WHAT THIS TASK INVOLVES:
Read through the records below and copy each line that uses the word "calls".

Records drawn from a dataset
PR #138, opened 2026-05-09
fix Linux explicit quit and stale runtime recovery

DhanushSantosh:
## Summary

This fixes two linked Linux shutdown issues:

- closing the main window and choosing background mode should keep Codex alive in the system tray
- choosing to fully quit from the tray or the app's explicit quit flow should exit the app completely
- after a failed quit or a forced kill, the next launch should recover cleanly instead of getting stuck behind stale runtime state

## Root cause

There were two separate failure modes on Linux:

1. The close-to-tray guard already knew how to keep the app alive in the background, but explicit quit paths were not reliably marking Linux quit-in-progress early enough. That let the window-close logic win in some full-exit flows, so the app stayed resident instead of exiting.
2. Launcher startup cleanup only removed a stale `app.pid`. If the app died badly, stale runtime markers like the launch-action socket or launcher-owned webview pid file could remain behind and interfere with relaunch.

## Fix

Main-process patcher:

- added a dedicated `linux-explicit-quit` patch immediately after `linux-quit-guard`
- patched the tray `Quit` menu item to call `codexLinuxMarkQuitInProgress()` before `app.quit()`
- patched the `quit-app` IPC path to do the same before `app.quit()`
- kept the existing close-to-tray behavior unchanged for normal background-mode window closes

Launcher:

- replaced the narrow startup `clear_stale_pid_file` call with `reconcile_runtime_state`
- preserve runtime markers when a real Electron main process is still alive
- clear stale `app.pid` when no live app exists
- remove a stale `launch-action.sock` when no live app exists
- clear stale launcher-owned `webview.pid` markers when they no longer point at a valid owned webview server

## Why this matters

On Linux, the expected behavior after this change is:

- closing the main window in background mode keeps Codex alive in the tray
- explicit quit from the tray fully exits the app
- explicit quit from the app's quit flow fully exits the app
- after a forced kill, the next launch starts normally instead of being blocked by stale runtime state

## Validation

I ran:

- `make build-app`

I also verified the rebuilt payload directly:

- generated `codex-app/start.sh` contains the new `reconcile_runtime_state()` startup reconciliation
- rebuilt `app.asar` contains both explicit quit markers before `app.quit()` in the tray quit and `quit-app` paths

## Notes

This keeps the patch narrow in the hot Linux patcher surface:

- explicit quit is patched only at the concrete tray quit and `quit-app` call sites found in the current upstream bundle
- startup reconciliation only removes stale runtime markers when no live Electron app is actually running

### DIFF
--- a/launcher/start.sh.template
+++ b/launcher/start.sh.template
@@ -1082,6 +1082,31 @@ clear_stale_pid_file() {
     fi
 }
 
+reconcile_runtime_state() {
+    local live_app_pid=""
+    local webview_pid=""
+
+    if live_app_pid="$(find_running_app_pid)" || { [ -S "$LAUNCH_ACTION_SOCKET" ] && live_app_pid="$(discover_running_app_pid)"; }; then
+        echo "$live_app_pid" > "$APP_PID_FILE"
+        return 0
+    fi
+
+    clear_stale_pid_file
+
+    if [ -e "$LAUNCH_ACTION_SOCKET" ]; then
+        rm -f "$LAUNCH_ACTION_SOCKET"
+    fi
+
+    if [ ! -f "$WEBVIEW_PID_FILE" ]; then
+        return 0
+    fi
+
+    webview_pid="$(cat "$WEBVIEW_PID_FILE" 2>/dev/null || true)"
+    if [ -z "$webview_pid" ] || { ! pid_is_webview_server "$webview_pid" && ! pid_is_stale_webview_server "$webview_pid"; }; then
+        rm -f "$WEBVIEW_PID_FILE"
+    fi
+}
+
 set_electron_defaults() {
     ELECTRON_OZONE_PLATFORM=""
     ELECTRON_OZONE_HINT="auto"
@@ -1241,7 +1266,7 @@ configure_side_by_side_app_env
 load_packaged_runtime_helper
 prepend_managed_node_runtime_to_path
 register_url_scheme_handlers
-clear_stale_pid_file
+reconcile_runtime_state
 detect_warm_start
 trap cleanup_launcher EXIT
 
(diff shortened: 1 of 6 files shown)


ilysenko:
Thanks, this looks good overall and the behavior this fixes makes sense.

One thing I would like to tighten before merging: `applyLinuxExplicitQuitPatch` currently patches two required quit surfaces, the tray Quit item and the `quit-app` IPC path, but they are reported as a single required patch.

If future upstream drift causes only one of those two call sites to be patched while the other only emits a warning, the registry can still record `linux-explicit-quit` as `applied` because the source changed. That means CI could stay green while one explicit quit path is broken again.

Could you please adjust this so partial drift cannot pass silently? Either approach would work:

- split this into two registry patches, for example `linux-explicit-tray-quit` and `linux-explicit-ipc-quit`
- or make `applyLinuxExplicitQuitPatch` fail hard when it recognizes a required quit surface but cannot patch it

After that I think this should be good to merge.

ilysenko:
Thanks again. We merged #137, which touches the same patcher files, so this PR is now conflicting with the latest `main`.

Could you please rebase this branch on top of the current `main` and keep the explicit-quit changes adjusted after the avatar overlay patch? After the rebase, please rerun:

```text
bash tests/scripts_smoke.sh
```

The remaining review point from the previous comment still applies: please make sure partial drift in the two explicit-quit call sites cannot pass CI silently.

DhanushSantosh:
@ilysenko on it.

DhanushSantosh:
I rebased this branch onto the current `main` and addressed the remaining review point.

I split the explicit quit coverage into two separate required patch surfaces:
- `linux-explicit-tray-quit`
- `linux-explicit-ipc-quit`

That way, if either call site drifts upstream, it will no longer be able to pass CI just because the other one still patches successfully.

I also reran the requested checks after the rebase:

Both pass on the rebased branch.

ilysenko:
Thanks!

* * *

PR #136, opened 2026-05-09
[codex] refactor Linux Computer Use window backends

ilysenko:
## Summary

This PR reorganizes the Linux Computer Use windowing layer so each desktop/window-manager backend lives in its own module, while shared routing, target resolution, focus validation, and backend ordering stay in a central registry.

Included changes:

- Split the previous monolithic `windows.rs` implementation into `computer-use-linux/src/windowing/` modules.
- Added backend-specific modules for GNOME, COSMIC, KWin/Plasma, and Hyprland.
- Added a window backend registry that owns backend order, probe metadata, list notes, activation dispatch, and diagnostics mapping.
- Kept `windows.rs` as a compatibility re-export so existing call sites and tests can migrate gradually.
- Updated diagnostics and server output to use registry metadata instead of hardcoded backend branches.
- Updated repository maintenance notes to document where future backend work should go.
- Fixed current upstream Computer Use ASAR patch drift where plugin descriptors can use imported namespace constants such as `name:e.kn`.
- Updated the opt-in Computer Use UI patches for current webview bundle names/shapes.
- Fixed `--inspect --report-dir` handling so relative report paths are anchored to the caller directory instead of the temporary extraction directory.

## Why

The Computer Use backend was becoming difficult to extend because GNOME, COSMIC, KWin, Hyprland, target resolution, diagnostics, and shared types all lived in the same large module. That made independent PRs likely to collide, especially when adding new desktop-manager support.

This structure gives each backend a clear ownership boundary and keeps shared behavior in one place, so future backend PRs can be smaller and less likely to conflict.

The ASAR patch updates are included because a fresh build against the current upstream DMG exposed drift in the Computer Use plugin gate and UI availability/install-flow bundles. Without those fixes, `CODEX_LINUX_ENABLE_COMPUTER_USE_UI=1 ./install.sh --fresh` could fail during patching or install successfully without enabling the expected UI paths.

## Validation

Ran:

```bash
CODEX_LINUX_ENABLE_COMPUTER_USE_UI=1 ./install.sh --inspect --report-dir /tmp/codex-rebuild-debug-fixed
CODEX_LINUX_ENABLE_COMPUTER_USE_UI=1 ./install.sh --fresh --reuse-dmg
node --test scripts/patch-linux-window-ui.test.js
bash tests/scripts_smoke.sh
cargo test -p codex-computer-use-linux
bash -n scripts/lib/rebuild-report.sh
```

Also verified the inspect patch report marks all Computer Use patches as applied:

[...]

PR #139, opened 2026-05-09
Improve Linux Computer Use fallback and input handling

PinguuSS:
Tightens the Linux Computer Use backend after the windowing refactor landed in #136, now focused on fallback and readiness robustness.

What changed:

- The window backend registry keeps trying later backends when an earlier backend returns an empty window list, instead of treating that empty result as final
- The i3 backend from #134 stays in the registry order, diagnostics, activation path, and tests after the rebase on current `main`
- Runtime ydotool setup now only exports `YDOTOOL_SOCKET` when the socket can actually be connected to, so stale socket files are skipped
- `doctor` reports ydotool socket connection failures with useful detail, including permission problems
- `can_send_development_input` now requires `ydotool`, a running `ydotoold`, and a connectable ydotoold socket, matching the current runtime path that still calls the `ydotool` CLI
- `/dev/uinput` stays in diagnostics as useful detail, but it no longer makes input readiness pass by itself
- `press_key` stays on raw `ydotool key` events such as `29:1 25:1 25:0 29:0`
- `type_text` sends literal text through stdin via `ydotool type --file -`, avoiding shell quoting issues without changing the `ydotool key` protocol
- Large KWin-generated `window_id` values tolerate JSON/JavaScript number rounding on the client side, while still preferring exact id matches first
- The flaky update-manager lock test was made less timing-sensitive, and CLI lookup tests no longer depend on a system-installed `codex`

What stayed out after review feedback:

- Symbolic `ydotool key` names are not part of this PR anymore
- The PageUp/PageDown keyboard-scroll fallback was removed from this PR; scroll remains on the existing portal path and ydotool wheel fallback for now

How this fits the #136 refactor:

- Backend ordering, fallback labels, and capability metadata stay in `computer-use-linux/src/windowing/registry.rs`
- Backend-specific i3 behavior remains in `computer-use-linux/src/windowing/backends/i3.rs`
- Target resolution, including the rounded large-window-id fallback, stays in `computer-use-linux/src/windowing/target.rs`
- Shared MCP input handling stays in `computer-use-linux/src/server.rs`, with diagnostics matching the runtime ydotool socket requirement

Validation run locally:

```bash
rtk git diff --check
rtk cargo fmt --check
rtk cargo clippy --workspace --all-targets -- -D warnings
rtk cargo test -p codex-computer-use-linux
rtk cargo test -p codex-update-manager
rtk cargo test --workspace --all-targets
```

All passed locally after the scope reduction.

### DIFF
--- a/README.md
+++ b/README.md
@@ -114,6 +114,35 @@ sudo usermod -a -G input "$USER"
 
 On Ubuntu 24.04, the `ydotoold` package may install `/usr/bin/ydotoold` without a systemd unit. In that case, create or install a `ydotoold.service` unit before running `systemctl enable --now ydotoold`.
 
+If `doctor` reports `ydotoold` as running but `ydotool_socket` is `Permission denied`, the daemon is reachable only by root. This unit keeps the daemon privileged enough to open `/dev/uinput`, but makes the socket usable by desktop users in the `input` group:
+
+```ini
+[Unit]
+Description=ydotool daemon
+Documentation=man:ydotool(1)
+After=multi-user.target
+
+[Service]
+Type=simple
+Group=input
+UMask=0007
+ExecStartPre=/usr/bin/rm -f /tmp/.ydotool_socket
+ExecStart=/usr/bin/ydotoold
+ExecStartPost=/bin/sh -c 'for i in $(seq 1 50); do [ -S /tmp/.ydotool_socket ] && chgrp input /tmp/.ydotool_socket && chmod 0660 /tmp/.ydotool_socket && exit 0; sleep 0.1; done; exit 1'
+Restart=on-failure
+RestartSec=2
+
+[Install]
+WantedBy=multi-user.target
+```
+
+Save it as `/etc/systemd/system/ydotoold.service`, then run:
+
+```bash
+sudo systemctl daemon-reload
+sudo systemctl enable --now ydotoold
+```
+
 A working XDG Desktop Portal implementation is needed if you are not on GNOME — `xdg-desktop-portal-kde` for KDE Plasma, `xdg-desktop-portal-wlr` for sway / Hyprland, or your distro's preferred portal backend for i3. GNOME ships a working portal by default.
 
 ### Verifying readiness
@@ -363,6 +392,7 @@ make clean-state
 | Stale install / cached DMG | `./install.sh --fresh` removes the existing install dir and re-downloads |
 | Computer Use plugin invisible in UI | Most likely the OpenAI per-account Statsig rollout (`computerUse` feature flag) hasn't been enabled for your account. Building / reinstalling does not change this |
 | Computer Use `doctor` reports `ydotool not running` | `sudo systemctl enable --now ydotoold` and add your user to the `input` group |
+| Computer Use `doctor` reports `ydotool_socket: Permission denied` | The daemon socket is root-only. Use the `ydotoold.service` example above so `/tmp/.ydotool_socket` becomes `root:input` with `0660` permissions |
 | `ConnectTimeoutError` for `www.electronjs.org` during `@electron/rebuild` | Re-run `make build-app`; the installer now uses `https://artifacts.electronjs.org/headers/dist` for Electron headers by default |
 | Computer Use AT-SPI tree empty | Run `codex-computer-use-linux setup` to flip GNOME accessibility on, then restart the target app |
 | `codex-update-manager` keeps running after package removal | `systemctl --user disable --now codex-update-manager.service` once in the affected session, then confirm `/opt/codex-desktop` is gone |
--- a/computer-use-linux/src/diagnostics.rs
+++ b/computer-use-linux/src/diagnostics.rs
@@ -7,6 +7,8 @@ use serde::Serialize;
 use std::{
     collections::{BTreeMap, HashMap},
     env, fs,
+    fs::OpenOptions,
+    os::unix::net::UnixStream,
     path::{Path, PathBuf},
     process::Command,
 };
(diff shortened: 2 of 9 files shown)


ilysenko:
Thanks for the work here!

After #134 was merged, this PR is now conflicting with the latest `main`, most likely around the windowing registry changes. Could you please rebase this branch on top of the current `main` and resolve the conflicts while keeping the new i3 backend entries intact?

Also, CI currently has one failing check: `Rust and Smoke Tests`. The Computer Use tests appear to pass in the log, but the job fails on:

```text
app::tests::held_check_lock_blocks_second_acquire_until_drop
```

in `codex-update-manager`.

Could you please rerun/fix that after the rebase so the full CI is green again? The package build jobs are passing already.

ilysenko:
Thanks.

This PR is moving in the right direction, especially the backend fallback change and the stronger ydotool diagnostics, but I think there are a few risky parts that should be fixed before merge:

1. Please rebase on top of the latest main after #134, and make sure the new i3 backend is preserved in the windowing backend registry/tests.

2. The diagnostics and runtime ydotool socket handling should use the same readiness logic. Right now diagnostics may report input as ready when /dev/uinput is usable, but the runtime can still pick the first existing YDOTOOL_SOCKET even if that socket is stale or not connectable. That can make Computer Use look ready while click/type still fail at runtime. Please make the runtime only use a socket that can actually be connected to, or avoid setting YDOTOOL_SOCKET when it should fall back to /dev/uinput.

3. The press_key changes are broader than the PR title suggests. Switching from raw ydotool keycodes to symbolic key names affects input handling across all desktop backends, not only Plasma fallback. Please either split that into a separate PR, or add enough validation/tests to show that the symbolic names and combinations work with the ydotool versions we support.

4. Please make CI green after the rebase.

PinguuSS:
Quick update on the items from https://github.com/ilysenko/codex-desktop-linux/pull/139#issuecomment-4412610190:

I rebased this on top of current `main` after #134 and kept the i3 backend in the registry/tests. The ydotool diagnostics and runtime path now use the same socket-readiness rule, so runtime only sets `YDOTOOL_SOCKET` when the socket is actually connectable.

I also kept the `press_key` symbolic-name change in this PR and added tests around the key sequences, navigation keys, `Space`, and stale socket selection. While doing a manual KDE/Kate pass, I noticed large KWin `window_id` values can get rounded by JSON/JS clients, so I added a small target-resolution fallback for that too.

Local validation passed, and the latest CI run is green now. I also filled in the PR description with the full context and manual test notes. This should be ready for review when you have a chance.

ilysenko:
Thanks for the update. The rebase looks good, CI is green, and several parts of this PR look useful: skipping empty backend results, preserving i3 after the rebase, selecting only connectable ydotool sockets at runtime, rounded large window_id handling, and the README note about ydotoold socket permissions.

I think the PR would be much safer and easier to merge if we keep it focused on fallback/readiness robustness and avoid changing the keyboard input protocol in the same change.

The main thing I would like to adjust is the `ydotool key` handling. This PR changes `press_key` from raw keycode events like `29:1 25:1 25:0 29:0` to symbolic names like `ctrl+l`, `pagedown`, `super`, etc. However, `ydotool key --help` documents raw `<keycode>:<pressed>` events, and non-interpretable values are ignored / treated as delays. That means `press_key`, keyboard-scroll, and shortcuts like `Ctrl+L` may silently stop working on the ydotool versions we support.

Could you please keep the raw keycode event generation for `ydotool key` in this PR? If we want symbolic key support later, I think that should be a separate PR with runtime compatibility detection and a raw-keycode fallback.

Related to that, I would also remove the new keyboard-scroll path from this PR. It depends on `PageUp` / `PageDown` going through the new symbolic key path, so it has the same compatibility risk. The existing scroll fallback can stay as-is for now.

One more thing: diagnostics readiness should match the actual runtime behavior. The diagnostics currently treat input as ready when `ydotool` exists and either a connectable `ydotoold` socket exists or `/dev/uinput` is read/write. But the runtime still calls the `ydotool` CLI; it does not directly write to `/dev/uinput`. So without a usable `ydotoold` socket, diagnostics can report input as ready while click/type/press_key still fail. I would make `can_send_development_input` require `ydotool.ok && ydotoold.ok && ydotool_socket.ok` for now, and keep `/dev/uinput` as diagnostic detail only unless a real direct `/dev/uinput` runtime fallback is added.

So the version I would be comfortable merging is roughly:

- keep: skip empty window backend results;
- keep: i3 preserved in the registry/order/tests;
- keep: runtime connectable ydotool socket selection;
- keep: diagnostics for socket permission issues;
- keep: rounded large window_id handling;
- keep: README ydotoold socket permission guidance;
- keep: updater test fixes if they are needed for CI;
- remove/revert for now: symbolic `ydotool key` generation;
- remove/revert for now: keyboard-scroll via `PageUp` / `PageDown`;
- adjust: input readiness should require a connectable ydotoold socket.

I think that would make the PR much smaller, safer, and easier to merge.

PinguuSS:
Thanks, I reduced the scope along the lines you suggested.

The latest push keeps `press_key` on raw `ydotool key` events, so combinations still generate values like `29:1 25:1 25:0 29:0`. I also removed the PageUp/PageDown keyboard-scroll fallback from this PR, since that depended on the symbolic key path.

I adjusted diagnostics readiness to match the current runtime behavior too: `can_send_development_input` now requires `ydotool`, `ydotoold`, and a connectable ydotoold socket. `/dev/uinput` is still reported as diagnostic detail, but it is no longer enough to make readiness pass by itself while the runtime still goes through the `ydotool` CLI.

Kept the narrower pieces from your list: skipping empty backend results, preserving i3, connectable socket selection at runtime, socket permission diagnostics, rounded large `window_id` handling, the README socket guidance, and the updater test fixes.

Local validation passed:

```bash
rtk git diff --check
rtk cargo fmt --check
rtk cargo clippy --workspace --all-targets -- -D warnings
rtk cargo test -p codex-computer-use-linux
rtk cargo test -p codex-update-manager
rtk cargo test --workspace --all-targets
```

TASK RESPONSE:
- `can_send_development_input` now requires `ydotool`, a running `ydotoold`, and a connectable ydotoold socket, matching the current runtime path that still calls the `ydotool` CLI
One more thing: diagnostics readiness should match the actual runtime behavior. The diagnostics currently treat input as ready when `ydotool` exists and either a connectable `ydotoold` socket exists or `/dev/uinput` is read/write. But the runtime still calls the `ydotool` CLI; it does not directly write to `/dev/uinput`. So without a usable `ydotoold` socket, diagnostics can report input as ready while click/type/press_key still fail. I would make `can_send_development_input` require `ydotool.ok && ydotoold.ok && ydotool_socket.ok` for now, and keep `/dev/uinput` as diagnostic detail only unless a real direct `/dev/uinput` runtime fallback is added.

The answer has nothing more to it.